This large and heavy book, with a beautiful and imposing red and gold cover and elegant red marker ribbons, has every appearance of being a treasure in itself. To mark the 150th anniversary of the establishment of the Canterbury Museum staff have collected 150 items from its extensive collections to feature in this volume. Each taonga is carefully photographed by Jane Ussher, displayed on thick quality cream paper, and each one is accompanied by text written by Museum curators and researchers. A number of the images fold out to two or even four times the width of the paper.
Taonga from this book are showcased in the 150th anniversary exhibition which opened at the Museum on October 1 this year.
A short history of the Museum’s development, by Museum Director Anthony Wright and Curatorial Manager Sarah Murray, introduces the book but apart from that the catalogue of images and accompanying descriptions speak for themselves.
The selected taonga show the huge extent of the Museum’s natural and human history collecting over the years as the Museum has grown to currently contain 2.3 million items. The range of objects, from small to enormous, from objects connected to the local area to those from other continents, both natural artefacts and man-made works of art, some uniquely individual and others indicative of a culture, place or time, and with stories ranging from tragic to quirky, confirm this volume as a rich and varied treasure chest.
It is eerie to see an ancient Moriori carving on tree bark and the tracing of a Canterbury limestone rock drawing, incredible to know that these blackened lumps of carbon are Neolithic apples, amazing to view both huge moa and whale skeletons and the minute fairy fly, awe-inspiring to see the fragility of a coracle constructed and used by shipwreck survivors and the beauty of the embroidered Pacific Crossings coat and waistcoat. The only remaining nest of Aotearoa New Zealand’s huia bird, the glassy eyes of the stuffed laughing owl and the labelled body of the flightless wren probably killed by a lighthouse cat are all sad evidence of the extinction of much native wild life. The clay pipe of a WW1 German prisoner of war, the dominoes made and played with by Antarctic explorers trapped in pack ice, the tin mug of an imprisoned WW2 pacifist and the quirky and colourful crocheted coat of a local television entertainer are all testament to the fact that history is made up of individuals’ real and personal experiences.

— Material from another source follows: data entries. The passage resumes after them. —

Issue #230, opened 2023-07-19
[Feat]: UploadButton Customization


abedshaaban:
I made some designs on figma for the UploadButton with some props to change some text and customize the styling of it. 

# UploadButton Design
![Group 79](https://github.com/pingdotgg/uploadthing/assets/72554214/05aa09ab-e6b6-4208-b189-e43f7b869331)

- `description`: is the text under/ beside the button (example: `Images up to 16MB, max 2`)
- `color`: this is the text color of the `description` (example: `#ffffff` or `rgb(...)` or `hsl`) since this would be passed to the inline style.
- `backgroundColor`: this is the background color for the `description`
- `border`: border over all the conent
- `short`: if true content is `flex-column` else it is `flex-row`
- `btn.color`: the text color of the button
- `btn.backgroundColor`: background color of the button
- `btn.text`: text inside the button (example: `Choose File(s)`)

all these props are optional and have a default value to them so we attain the old UploadButton style.

i would like to upgrade the `UploadButton` and contribute this, but if someone can tell me how start.

markflorkowski:
I like this approach for it's simplicity, but I think #217 will cover all of these needs and more.

syntaxlexx:
Those updates will actually help quite a lot!
Like in this case, I would like to completely override the description text

![image](https://github.com/pingdotgg/uploadthing/assets/19994360/5851686a-6c57-4be8-9ead-da30ce8a5ef2)

markflorkowski:
Ah yeah.... we really didn't consider the case where you have a lot of accepted file types 😅 Definitely should have a way to handle that better.

PR #231, opened 2023-07-21
feat: UploadButton props for styling

abedshaaban:
This pull request is linked to #230 
all the props are not required, and so they have a default value
## code
```ts
     <UploadButton
          { ... }
          description={"Image up to 4MB"}
          color={"rgb(142,	158,	144)"}
          backgroundColor={"whitesmoke"}
          short={false}
          border={true}
          btn={{
            text: "Select",
            color: "black",
            backgroundColor: "#EB9C25",
          }}
      />
```

## result
image

### DIFF
--- a/.changeset/mean-peaches-invite.md
+++ b/.changeset/mean-peaches-invite.md
@@ -1,0 +1,5 @@
+---
+"@uploadthing/react": minor
+---
+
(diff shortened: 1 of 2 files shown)


juliusmarminge:
Hey,

We're moving forward with #217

The taonga are presented in no discernible schema, so a linear approach reading from the beginning, page by page, creates an awareness of the amazing breadth of the collection and the depth of knowledge pertaining to so many items but also a sense of overload. Certainly this is a book for dipping into time and time again, to be fascinated by each of the objects and the details of its history and often its acquisition. But I did find that the random organisation made it difficult to find a thread to link one object to the next or to make connections between the various items. I found myself asking questions as I read. Why were these particular objects chosen? Was there a logic to the order in which they were presented? An explanation of the process by which these taonga were selected and arranged would have offered a useful insight into what the museum sees as significant and offered a perspective from which to approach them.

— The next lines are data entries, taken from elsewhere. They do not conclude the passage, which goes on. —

PR #240, opened 2023-08-04
fix: add Airbnb's ESLint config and conform to specifications

Samathingamajig:
This project has gotten too large, in both files/lines of code and contributors, to allow inconsistent styling and low-quality code. The BEST way to enforce proper styling and high-quality code is with an ESLint configuration by our friends at [Airbnb](https://en.wikipedia.org/wiki/Airbnb). They have made an excellent ESLint configuration ([here](https://www.npmjs.com/package/eslint-config-airbnb)) and we have been fools for not adopting this sooner.

During this past week's live stream, [Theo](https://twitter.com/t3dotgg) (someone who has contributed to this repo before) discussed for almost an hour why Airbnb's configuration choices are excellent. He titled that section of the stream "AirBNB Is BAD At JavaScript", but as a frequent watcher of [Rick and Morty](https://en.wikipedia.org/wiki/Rick_and_Morty) I was able to deduce the sarcasm that Theo employed to actually give the effect of believing that Airbnb is EXCELLENT, no, GODLIKE at JavaScript. You can view the live stream section here: https://youtu.be/PDBrtngJoug?t=15207s.

There are a few slight API changes, such as `DANGEROUS__uploadFiles` --> `dangerousUploadFiles`, but that's the users' fault if they use a dangerous function, so this should be fine as a patch change in semver.

You don't even need to review this code, just go ahead and merge it in.


Samathingamajig:
just ignore the failing vercel deployment <3

mirashif:
LGTM!

markflorkowski:
Sorry, not strict enough, and too few bad opinions

PR #248, opened 2023-08-06
fix: return expected response

miguelvelasquezdev:


miguelvelasquezdev:
Oh there's another Julius PR open that solves the same thing :)

PR #249, opened 2023-08-06
fix: removes ts-expect-error

miguelvelasquezdev:


juliusmarminge (approved):
This is probably just as unsafe but i guess it looks better without an expect error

And also the more I read, the more I wondered about the museum’s approach to collecting these treasures, particularly as some early acquisitions from other parts of the world were swapped for local NZ artefacts and some have a clearly cultural significance but were acquired with a colonial attitude to ownership. Has there been a change in focus as to what the museum collects and how it does so? A discussion of the Museum’s philosophical history as well as its physical history would have added depth to the reader’s understanding of what makes these objects taonga.
Apart from being interested and educated by the individual items themselves, this book certainly brings me to a greater awareness of the place of a museum to preserve the past, as a storehouse from which we can learn and enrich our own present lives and a reminder that our past is a treasure to be honoured.
It is clear that much work by a wide number of highly specialised contributors has gone into creating this very special book which certainly honours the museum’s work in collecting and preserving so much history.
This sesquicentennial book, a collection of treasured objects, is a treasure in itself.